# Problems With Audio Sync on NBC HD



## bondguy (Feb 11, 2009)

I just noticed I'm having problems watching NBC Today in HD on my XBR...the audio doesn't match what is coming out on tv...I think the audio is a bit earlier...commercials on this channel are fine though...other channels are fine...going crazy trying to correct this...is it done on my Denon Receiver or on the tv...tried turning the tv off and on again...unplugged the power and the DirectV receiver reboots...how can this be unless it is a problem with NBC...I don't have the problem on my Samsung LCD tv in my bedroom...not using it through any audio system...just the built in speakers...so right there, something must be hooked up wrong on my home theater system...any thoughts would be greatly appreciated.


----------



## thewire (Jun 28, 2007)

I saw the same thing when I was watching NBC early this morning. I have since changed the channel.
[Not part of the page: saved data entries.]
Issue #436, opened 2026-08-05
Columnar partitions get neither the custom scan nor the index-fetch penalty: set_rel_pathlist_hook returns early for non-baserels


OffgridwithJD:
Found while verifying the external validation report behind #433 and #434.

`src/columnar_customscan.c:957` returns early when `rel->reloptkind != RELOPT_BASEREL`:

```c
if (rel->reloptkind != RELOPT_BASEREL)
    return;                     /* ... */
```

A partition of a partitioned table is `RELOPT_OTHER_MEMBER_REL`, so for a columnar
partition reached through its parent we install **neither the custom scan path nor the
index-fetch penalty** (#355).

## Measured

Same data, same index, one table partitioned and one not:

| access | plan | time |
|---|---|---:|
| through the parent | Index Scan | 484 ms |
| the same partition addressed directly | **Custom Scan (PgColumnarScan)** | **193 ms** |

Through the parent the cost is **identical whether `pgcolumnar.enable_index_fetch_penalty`
is on or off**, which is the direct evidence that the hook never ran. And
`enable_indexscan=off` on the parent falls back to a **Seq Scan**, not to our scan, because
our path was never offered.

## Why it matters more than the 2.5x

Partitioning is the standard advice for large fact tables, which is the shape this project
targets. A user who partitions a columnar table silently loses:

- zone-map chunk-group skipping through the custom scan,
- vectorized aggregates,
- column projection at the scan,
- the index-fetch penalty that exists to stop the planner walking into #433.

The last one compounds: a partitioned blob-heavy table is exactly the case where #433's
100 percent fetch-cache miss is most expensive, and it is also the case where nothing
prices it.

## Worth asking the reporter

Their ledger fixture may have been partitioned. If it was, this rather than #434 is the
main explanation for the plan they got, and their 33-minute query would be explained
entirely by the custom scan never being offered.

OffgridwithJD:
One thing worth doing before anyone starts here: **ask the external reporter whether their ledger table was partitioned.**

If it was, this issue rather than #434 is the main explanation for the 33-minute query they saw, because the custom scan would never have been offered at all and `enable_indexscan=off` would have fallen back to a Seq Scan rather than to zone-map skipping. Their report says `enable_indexscan=off` gave them 76 ms, which suggests the custom scan *was* available and therefore that their table was **not** partitioned. But that is an inference from one number and they have the repro scripts.

Recording it so the question is asked before the two issues get merged into one.

[...]

PR #871, opened 2026-09-01
fix: do not let a custom scan hide INHERITS children

OffgridwithJD:
## Summary
- `PgColumnarSetRelPathlist` and the ungrouped vector-aggregate path both ran on a legacy inheritance appendrel (`RELKIND_RELATION` with `rte->inh`). A scan added there reads only the parent's storage.
- `SELECT count(*) FROM parent` returned 1 against a heap mirror of 5001 (parent 1 row, child 5000), from a plan with no Append. Grouped vector aggregation already refused this shape.
- Skip those hooks when `rte->inh` is set. Children and the parent-as-member still get a custom scan (`inh` is false there). Declarative partitions are unchanged (`RELKIND_PARTITIONED_TABLE`).

## Test plan
- [x] `test/inheritance.sh` on PostgreSQL 18 in `cusor-2604` (INHERITS matches heap; Append in the plan; partitioned parent still uses `PgColumnarScan`)
- [ ] `SELECT *` / `count(*)` / filtered queries on an `INHERITS` parent with data in both parent and child
- [ ] Declarative `PARTITION BY` parent still returns every row via `PgColumnarScan` on the partition

### DIFF
--- a/CHANGELOG.md
+++ b/CHANGELOG.md
@@ -117,6 +117,22 @@ true until the next version shipped.
   `rte->tablesample` is set, so the query reaches the callbacks and raises. An
   unsampled query on the same table still takes the custom scan.
 
+- A custom scan no longer hides the children of an `INHERITS` hierarchy (#871).
+
+  A legacy inheritance parent is an ordinary `RELKIND_RELATION` carrying
+  `rte->inh`. `set_rel_pathlist_hook` still runs on that appendrel after core
+  has built the `Append` over its children, and a custom scan added there reads
+  only the parent's own storage. Every child's rows became invisible, with no
+  error and no warning. Measured with a heap mirror as the oracle, parent 1 row
+  and child 5000: `SELECT count(*) FROM parent` returned **1 where 5001 is
+  right**, from a plan containing no `Append`. The ungrouped vector aggregate
+  path had the same hole; the grouped path already refused this shape.
+
+  Both hooks now decline when `rte->inh` is set, leaving the hierarchy to the
+  ordinary `Append` plan. The children keep the custom scan, because a child's
+  own range-table entry has `inh` false: the resulting plan is an `Append` of
+  two `PgColumnarScan` nodes with pushdown intact, not a fallback to `Seq Scan`.
+
 - A shebang and the execute bit go together, and every directory that documents
   a command is swept (#856). Two things were left over from #852.
 
--- a/src/columnar_customscan.c
+++ b/src/columnar_customscan.c
@@ -2536,6 +2536,18 @@ PgColumnarSetRelPathlist(PlannerInfo *root, RelOptInfo *rel, Index rti,
 	if (rte->tablesample != NULL)
 		return;
 	/*
+	 * A legacy inheritance parent is a plain RELKIND_RELATION with rte->inh
+	 * set. set_rel_pathlist_hook still runs on that appendrel after core has
+	 * built the Append of its children, and a Custom Scan added here reads
+	 * only the parent's storage. Measured: parent 1 row, child 5000 rows,
+	 * SELECT count(*) FROM parent returned 1 (the heap mirror returned 5001)
+	 * from a plan with no Append. Leave the tree to Append. Children and
+	 * the parent-as-member still receive this scan: those RTEs have inh
+	 * false. Grouped vector aggregation already refuses the same shape.
+	 */
+	if (rte->inh)
+		return;
+	/*
 	 * A partition is RELOPT_OTHER_MEMBER_REL, not RELOPT_BASEREL, and excluding
 	 * it cost the custom scan entirely: no column projection, no zone-map
 	 * pruning, no index-fetch penalty, and a fall back to a sequential scan
--- a/src/columnar_vector.c
+++ b/src/columnar_vector.c
@@ -961,6 +961,15 @@ PgColumnarCreateUpperPaths(PlannerInfo *root, UpperRelationKind stage,
 		return;
 	if (rte->tablesample != NULL)
 		return;
+	/*
+	 * A legacy inheritance parent is a plain RELKIND_RELATION with rte->inh set;
+	 * its children hold rows this single-relation scan would never see. Leave the
+	 * whole tree to the ordinary Append + Agg plan. The grouped path already
+	 * refuses this; the ungrouped path did not, so SELECT count(*) FROM parent
+	 * returned only the parent's own rows.
+	 */
+	if (rte->inh)
+		return;
 	if (!OidIsValid(rte->relid) || !PgColumnarIsColumnarRelation(rte->relid))
 		return;
 	relid = rte->relid;
--- a/test/inheritance.sh
+++ b/test/inheritance.sh
@@ -1,0 +1,89 @@
+#!/usr/bin/env bash
+#
+# pgColumnar: a legacy INHERITS parent must plan as Append of its children, not
+# as a custom scan (or vectorized aggregate) of the parent's storage alone.
+#
+# PgColumnarSetRelPathlist and the ungrouped vector-aggregate path both run on
+# the inheritance appendrel (RELKIND_RELATION with rte->inh set). A scan added
+# there reads only the parent's own file. Measured: parent 1 row, child 5000
+# rows, SELECT count(*) FROM parent returned 1 where the heap mirror returned
+# 5001, from a plan with no Append. Grouped vector aggregation already refused
+# this shape; the other two hooks did not.
+#
+# Declarative partitions are a different RTE (RELKIND_PARTITIONED_TABLE) and
+# already go through Append of OTHER_MEMBER_REL children. That path stays.
+#
+# Usage:  test/inheritance.sh [PG_CONFIG]
+# Written fresh for pgColumnar.
+
+set -uo pipefail
+. "$(dirname "${BASH_SOURCE[0]}")/lib.sh"
+pgc_setup "${1:-/usr/local/pg17/bin/pg_config}"
+
+plan() {
+	env PATH="$PGC_BINDIR:$PATH" psql -h 127.0.0.1 -p "$PGC_PORT" -U postgres \
+		-d "$PGC_DB" -Atq -c "$1"
+}
+
+psql_run "CREATE TABLE inh_h (id int, v text);"
+psql_run "CREATE TABLE inh_hc () INHERITS (inh_h);"
+psql_run "INSERT INTO inh_h VALUES (1, 'parent');"
+psql_run "INSERT INTO inh_hc VALUES (2, 'child');"
+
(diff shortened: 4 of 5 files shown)


OffgridwithJD:
## Premise verified — and it is the most serious of the current batch

Measured on pg18a against `8b39053`, with a heap mirror as the oracle: parent
1 row, child 5000 rows.

```
                              main      #871
heap parent count(*)          5001      5001
columnar parent count(*)      1         5001
Append nodes in the plan      0         1
```

`SELECT count(*) FROM parent` returns **1 where the answer is 5001**. No error, no
warning, and the query is about as ordinary as they come: an unqualified count on a
standard PostgreSQL feature. 5000 rows are simply invisible. The summary is
accurate and, if anything, undersells it.

## The blast radius is contained — measured, since this is a `return` added to a hook

`if (rte->inh) return;` in `PgColumnarSetRelPathlist` disables the custom scan for a
whole class of RTE, so the question is what else loses it. Same run, both arms:

```
                                    main    #871
plain table, PgColumnarScan          1       1
plain table count(*) plan node       PgColumnarScan  PgColumnarScan
SELECT ... FROM ONLY parent          1       1
```

So `rte->inh` is not set for a childless table or an `ONLY` reference by the time
the hook runs, and neither loses its scan. That is the thing I would not have taken
on trust, because if it had gone the other way every correctness suite in the tree
would still have passed — the answers would be right and merely slow.

## The claim about children holds

The comment says children and the parent-as-member keep the scan. They do:

```
Append
  ->  Custom Scan (PgColumnarScan) on ic ic_1      Pushed-Down Filters: 1
  ->  Custom Scan (PgColumnarScan) on icc ic_2     Pushed-Down Filters: 1
Seq Scan nodes: 0
```

Projection and qual pushdown both survive. Nothing is deoptimized.

That also answers your two unchecked boxes: filtered and `count(*)` queries on a
parent with data on both sides match the heap, and the declarative partition still
plans a `PgColumnarScan`.

## The gap I would close before this lands

**No arm pins that the inheritance children keep their custom scan.** Your suite
asserts the counts match the heap, that an `Append` appears, and that a *partition*
is still a `PgColumnarScan`. A broader version of this fix — one that also skipped
the children, not just the appendrel parent — would pass every one of those arms
while quietly turning every inheritance query into `Seq Scan`. The counts would
still be right, which is exactly why the suite would not notice.

The plan above is the missing assertion, and it is one line:

```sh
inh_plan="$(plan "EXPLAIN (COSTS OFF) SELECT id FROM inh_p WHERE id > 100;")"
check "the Append's members are still columnar scans, not seq scans" \
    "$(printf '%s' "$inh_plan" | grep -c 'Custom Scan (PgColumnarScan)')" "2"
```

Without it the suite pins correctness but not the cost of the fix, and the cost is
the whole reason the hook exists.

## No docs

Four files, none of them `docs/` or `CHANGELOG.md`. The rule here is that a PR
ships its documentation. This one changes wrong results into right ones on a
feature the docs never mention — `INHERITS` appears nowhere under `docs/`, only in
`CHANGELOG.md` — so at minimum it needs the CHANGELOG entry, and `docs/features.md`
or `docs/limitations.md` should say what a columnar inheritance tree now does.

Same note as on #869; it is the one thing missing from both.

OffgridwithJD:
## Correction to my previous comment — I tested my own claim and it failed

I wrote that a broader version of this fix, one that also skipped the children,
"would pass every one of those arms while quietly turning every inheritance query
into `Seq Scan`." That was a reading of your suite, not a run of it. I ran it.

Mutation on your branch: drop `RELOPT_OTHER_MEMBER_REL` from the reloptkind test,
so children and partitions both lose the custom scan. Your suite:

```
accounting: 11 passed + 1 failed + 0 unrunnable = 12
FAIL  and the partition is still a PgColumnarScan (#436): got [0] want [1]
```

**Your suite catches it.** The #436 partition arm reddens, because an inheritance
child and a partition child are the same `RELOPT_OTHER_MEMBER_REL`, so any natural
mistake that drops one drops the other and that arm fires. My "would pass every
arm" was wrong, and the gap I described is not a gap for any mutation a person
would plausibly write.

What survives is much weaker, and I would not block on it: no arm names an
*inheritance* child directly, so the property is defended incidentally by a
partition test rather than by an assertion about the thing it is protecting. Adding
the one-liner is still worth a minute, because a reader of `inheritance.sh` cannot
see that the children stay columnar:

```sh
check "the Append's members are still columnar scans" \
    "$(printf '%s' "$inh_plan" | grep -c 'Custom Scan (PgColumnarScan)')" "2"
```

But it is a readability improvement, not a hole. Treat my earlier paragraph as
withdrawn.

Everything else in that comment stands and was measured: the premise (heap 5001
against columnar 1, no Append), the fix (5001, Append present), the blast radius
(plain table and `ONLY` parent both keep `PgColumnarScan` on both arms), and the
children keeping their scan under the real fix (`Append` of two `PgColumnarScan`s,
zero `Seq Scan`s, pushdown intact). So does the missing CHANGELOG.

OffgridwithJD:
## I pushed the missing CHANGELOG entry: `2d37d34`, docs only

Green on all 12 checks, no `CHANGELOG.md` entry. One file changed, one entry under
`## [Unreleased]` / `### Fixed`; no source, no test, no behaviour. `docs_style` 9/9.

Every number in the entry is one I measured on this branch: parent 1 row and child
5000, `SELECT count(*) FROM parent` returning **1 where 5001 is right** from a plan
with no `Append`, and the blast radius — children keep the custom scan, so the
fixed plan is an `Append` of two `PgColumnarScan` nodes with pushdown intact rather
than a fallback to `Seq Scan`.

The entry deliberately records that the grouped vector path already refused this
shape and the ungrouped one did not. That asymmetry is the reason the bug survived,
and it is the thing a future reader needs when they wonder why two adjacent hooks
disagreed.

Still open from my earlier review, not addressed here: no arm pins that the
children keep the custom scan. I retracted my claim that a broader fix would pass
your whole suite — I mutated the branch and the #436 partition arm reddens, so the
suite does defend the property for partitions. It does not defend it for
inheritance children, and that is a one-line arm.

Note before this lands: **#866 and #871 edit the same three hook sites**
(`columnar_customscan.c:2527`, `columnar_vector.c:959` and `:1783`). Whichever
merges first, the other needs a rebase.

OffgridwithJD:
### The #866 / #871 overlap, measured rather than predicted

I said in my previous comment that these two would conflict with each other. That
was a reading of the diffs, so I ran it. Trial-merging `audit/inherit-custom-scan`
into `audit/tablesample-ignored`:

```
CHANGELOG.md               1 conflict hunk
src/columnar_customscan.c  1 conflict hunk
src/columnar_vector.c      1 conflict hunk
```

Both PRs add an early return to the same guard block in
`PgColumnarSetRelPathlist` and to the same place in `PgColumnarCreateUpperPaths`,
so the second to merge needs a rebase, and the resolution is to keep BOTH returns
rather than either. Neither conflicts with `main`.

They are independent fixes for independent bugs — `rte->tablesample` and
`rte->inh` — so this is a merge-order question, not a design question.

OffgridwithJD:
### Rebased onto `b4f0a45` at `9410242`, and the #866 overlap is resolved by keeping BOTH guards

#866 merged, so this went CONFLICTING at exactly the three sites I measured earlier.
The resolution is not mechanical and I want it on the record before anyone merges:

```c
    if (rte->tablesample != NULL)     /* #866, now in main */
        return;
    if (rte->inh)                     /* this PR */
        return;
```

Both hooks now carry both guards, each keeping its own comment. Neither subsumes the
other — one is about a sampled scan reaching the AM callbacks, the other about an
inheritance parent's `Append` — so dropping either would silently restore a bug that
has a test.

**Proof that keeping both works, on the rebased tree:**

```
test/inheritance.sh    12 passed + 0 failed = 12     (this PR's behaviour)
test/tablesample.sh     8 passed + 0 failed = 8      (#866's, now in main)
test/docs_style.sh      9 checks, exit 0
```

That pairing is the check: either guard alone would leave one of those suites red.

The `src`/`test` half of the patch adds **exactly the same 111 lines and removes
none**, verified against the pre-rebase head rather than assumed — only the diff
context moved, because main gained the `tablesample` guard above it.

### A trap I nearly walked into, since it would have been invisible

My first rebase attempt built on a **stale** remote-tracking ref. `git fetch origin
'refs/heads/audit/*:refs/remotes/origin/audit/*'` without a leading `+` silently
declines to update a ref that was force-pushed, so `origin/audit/*` still pointed at
the pre-rebase heads from hours earlier and reported them without complaint. The
rebase would have succeeded and produced a plausible branch built on the wrong base.

It happened to be content-equivalent here, which I checked rather than assumed —
`#860` and `#863` patches byte-identical outside `CHANGELOG.md`, `#871` adding the
identical 111 lines. But that was luck, not method. The fetch refspec needs the `+`,
and the lease values on the force-push must be read from GitHub rather than from a
local ref that may be stale.

jdatcmd (approved):
Approved at `9410242`.

Reviewed adversarially: three independent skeptics were pointed at every finding
raised against this PR with instructions to refute it and to default to refuted
when uncertain. Nothing survived. That is a weak result on its own, so I did not
stop there.

**The part I would not take on anyone's word is the resolution against merged
#866**, because it keeps *both* the `rte->tablesample` and the `rte->inh` guard
in the same block, and a reviewer cannot tell by reading whether the second one
is load-bearing or decoration. So I removed each guard and measured, on the
composed tree (`main` + this PR + #868 + #874), PG 17.10:

| tree | `inheritance` | `tablesample` |
| --- | --- | --- |
| both guards, as merged | PASS | PASS |
| `rte->inh` neutered, all 3 sites | **FAILED** | PASS |
| `rte->tablesample` neutered, all 3 sites | PASS | **FAILED** |

Each guard reddens one suite and only that suite. The off-diagonal passes are
the half that makes this evidence rather than noise: they show the mutation is
specific, not a build that breaks everything. Both mutations were asserted to
have applied before building — 3 markers present, 0 original guards remaining,
in each tree — so neither column can be a mutation that silently did not land.

**Composition, not the branch.** Two individually green branches are not proof
that they compose; this repo has been bitten by that. So the number that matters
is a full PG 17.10 matrix on the merged tree, against a matrix on `main`
`b4f0a456` run in the same isolated prefix:

Set difference composed − baseline is exactly `estimate_deleted=PASS` and
`inheritance=PASS`, the two suites those PRs add. Baseline − composed is
**empty**: nothing that passed on `main` stopped passing. `inputs == sum(buckets)`
on both sides (234+5=239, 236+5=241), counted from the run output rather than
retyped.

Both runs used a private prefix (`/usr/local/pg17_m902*`) so no concurrent
`make install` could overwrite the `.so` under either arm.

Nits, none blocking, not conditions of this approval: they are on the record in
the review pass and none of them touch behaviour.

I don't have the HD version but if it isn't on other channels, it could be the network having sync problems. There are corrections for this in some receivers for this exact reason. I can't explain why it might not have been an issue in the other room however.


----------



## tonyvdb (Sep 5, 2007)

This is a common problem with HD satellite channels due to compression and other processing done at the source. I notice it sometimes more than others and it varies with programs and networks. Lip sync delay can be corrected if the audio is late but it can not be adjusted to fix the problem your having. You could try calling the network but that most likely wont get any results.


----------